Taxian-jun adjusted the last few ties of his robes and stood back to admire his work, gazing almost pensively at Chu Wanning’s prone figure. All of Chu Wanning’s clothing had long since been feverishly torn away, and garments cluttered the room sporadically, thrown atop furniture or heaped in piles on the floor. Some unfortunate articles lay tattered and useless, ripped apart in Taxian-jun’s cruel haste to access the intoxicating warmth of his Shizun’s body.
His eyes raked across the smooth canvas of skin offered by Chu Wanning, pausing at each bruise, each crimson mark interrupting the pale expanse of flesh. Chu Wanning had slipped into exhaustive slumber on his back, with his arms and legs splayed as if to present the evidence of his degradation. Dried bits of fluid, tinged pink with blood, had tracked streaks down Chu Wanning’s inner thighs, a watercolor of debauchment painted between his legs. Taxian-jun’s irises darkened, a vicious expression frightfully twisting his handsome features. Hunger, malice, and perverse satisfaction flickered across Taxian-jun’s face in turns.
Suddenly, as if struck by a memory or the onset of a nightmare, Chu Wanning’s long lashes trembled against his cheek, and a soft murmur escaped from his lips. His sharp brows scrunched, forming a wrinkle that creased his forehead. His face stayed like that momentarily, troubled even in sleep, before gradually smoothing out once more.
Unbidden, a sharp wave of pity rose within Taxian-jun. To see his Shizun, Yuheng of the Night Sky, the Beidou Immortal, reduced to this, nothing more than a whore writhing beneath the prowess of the First Emperor of the Cultivation World— Taxian-jun almost felt sympathetic. Of course, so thoroughly humiliating Chu Wanning had brought him a grim sense of sadistic pleasure, but his gratification still seemed to fall short somewhere, like an arrow that had missed bullseye by a few marks. This faint unease churned within him along with the pity, leaving Taxian-jun feeling strangely out of sorts, as if he were a lost traveler who had somehow stumbled his way into Wushan Palance, stumbled into standing over the naked body of his ruined Shizun.

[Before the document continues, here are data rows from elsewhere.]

PR #1101, opened 2016-12-06
First draft of exec-env appending to user-agent

stealthycoin:
Attach the environment variable AWS_EXECUTION_ENV to the end of the user agent.

cc @kyleknap @JordonPhillips @jamesls

### DIFF
--- a/botocore/args.py
+++ b/botocore/args.py
@@ -16,7 +16,6 @@ This module (and all function/classes within this module) should be
 considered internal, and *not* a public API.
 
 """
-import os
 import copy
 import logging
 
@@ -108,8 +107,6 @@ class ClientArgsCreator(object):
                 user_agent = client_config.user_agent
             if client_config.user_agent_extra is not None:
                 user_agent += ' %s' % client_config.user_agent_extra
-        if os.environ.get('AWS_EXECUTION_ENV') is not None:
-            user_agent += ' exec-env/%s' % os.environ.get('AWS_EXECUTION_ENV')
 
         # Create a new client config to be passed to the client based
         # on the final values. We do not want the user to be able
--- a/botocore/args.py
+++ b/botocore/args.py
@@ -16,6 +16,7 @@ This module (and all function/classes within this module) should be
 considered internal, and *not* a public API.
 
 """
+import os
 import copy
 import logging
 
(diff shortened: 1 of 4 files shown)


botocore/args.py
```diff
@@ -107,6 +108,8 @@ def compute_client_args(self, service_model, client_config,
                 user_agent = client_config.user_agent
             if client_config.user_agent_extra is not None:
                 user_agent += ' %s' % client_config.user_agent_extra
+        if os.environ.get('AWS_EXECUTION_ENV') is not None:
+            user_agent += ' exec-env/%s' % os.environ.get('AWS_EXECUTION_ENV')
```
stealthycoin: Should this still be appended if a custom client_config is provided?

tests/unit/test_args.py
```diff
@@ -125,3 +126,31 @@ def test_max_pool_from_client_config_forwarded_to_endpoint_creator(self):
...
+
+    def test_execution_env_append(self):
+        with mock.patch('os.environ.get') as m:
+            m.return_value = 'FooEnv'
+            result = self.args_create.compute_client_args(mock.MagicMock(),
+                                                          None,
+                                                          mock.MagicMock(),
+                                                          'us-west-2',
+                                                          '', False, {})
+            self.assertNotEqual(re.match('.+ exec-env/FooEnv$',
```
JordonPhillips: I would prefer not to use regex. You can use `.endswith` to achieve what you want.

tests/unit/test_args.py
```diff
@@ -14,6 +14,7 @@
 import botocore.config
 from tests import unittest
 import mock
+import re
```
stealthycoin: I took this out... in case there are more changes I didn't push it yet.

botocore/session.py
```diff
@@ -472,6 +472,9 @@ def user_agent(self):
                                           platform.release())
         if self.user_agent_extra:
             base += ' %s' % self.user_agent_extra
+        if os.environ.get('AWS_EXECUTION_ENV') is not None:
```
kyleknap: I think we would want to move this before the user_agent_extra.

botocore/session.py
```diff
@@ -472,6 +472,9 @@ def user_agent(self):
...
+            base += ' exec-env/%s' % os.environ.get('AWS_EXECUTION_ENV')
```
kyleknap: Also it would be good to add this to the doc string about the ``user_agent`` as all of the other components are documented..

PR #1103, opened 2016-12-08
Add compat function to ensure a type is text like

stealthycoin:
Not entirely sure this is the right approach in both versions.


stealthycoin:
Moving to cli.

PR #1109, opened 2016-12-15
Implemented NoSuchBucketError

HaraldNordgren:
This will be very useful when doing error handling in boto3. Instead of catching the generic ClientError and trying to parse the error code, I can now catch NoSuchBucketError and be sure that I caught the specific error.

I designed this by starting from what the test_s3_error_response() is testing.

And the how ClientError forms its msg compared to what I receive from boto3: `botocore.exceptions.ClientError: An error occurred (NoSuchBucket) when calling the ListObjects operation: The specified bucket does not exist`

### DIFF
--- a/botocore/client.py
+++ b/botocore/client.py
@@ -19,6 +19,7 @@ from botocore.awsrequest import prepare_request_dict
 from botocore.docs.docstring import ClientMethodDocstring
 from botocore.docs.docstring import PaginatorDocstring
 from botocore.exceptions import ClientError, DataNotFoundError
+from botocore.exceptions import NoSuchBucketError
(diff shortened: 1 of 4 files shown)


HaraldNordgren:
Related to [boto3 #167](https://github.com/boto/boto3/issues/167)

jamesls:
Thanks for the pull request.

There's another PR (https://github.com/boto/botocore/issues/1005) that implements this more generally for all error types.  I agree this is something we want to improve, but I think we should try to solve this in a general manner instead of just for S3.

I'd propose closing this in favor of #1005.

HaraldNordgren:
Okay, let's close this. I just hope there is some progress on #1005 soon.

Taxian-jun shook his head to dispel the filmy wisps of his thoughts. He had originally planned to call an attendant to drag Chu Wanning, naked and debased, away to some corner of the Palace. Physical conquest wasn’t enough to slake his animalistic thirst for vengeance; he wanted to irrevocably tarnish Chu Wanning, to incinerate his pristine, austere image into wisps of ash. Taxian-jun had even imagined Chu Wanning’s reaction upon awakening to four unfamiliar walls, picturing with a sort of vicious glee how his Shizun’s face would blanch white upon finding himself so unceremoniously carried away and dumped aside.
But now, just considering the idea of someone else having the privilege to lay eyes on Chu Wanning like this, so completely fucked out, ignited a possessive rage that burned like forest brush up his esophagus. Mine, he thought. Chu Wanning belongs to me.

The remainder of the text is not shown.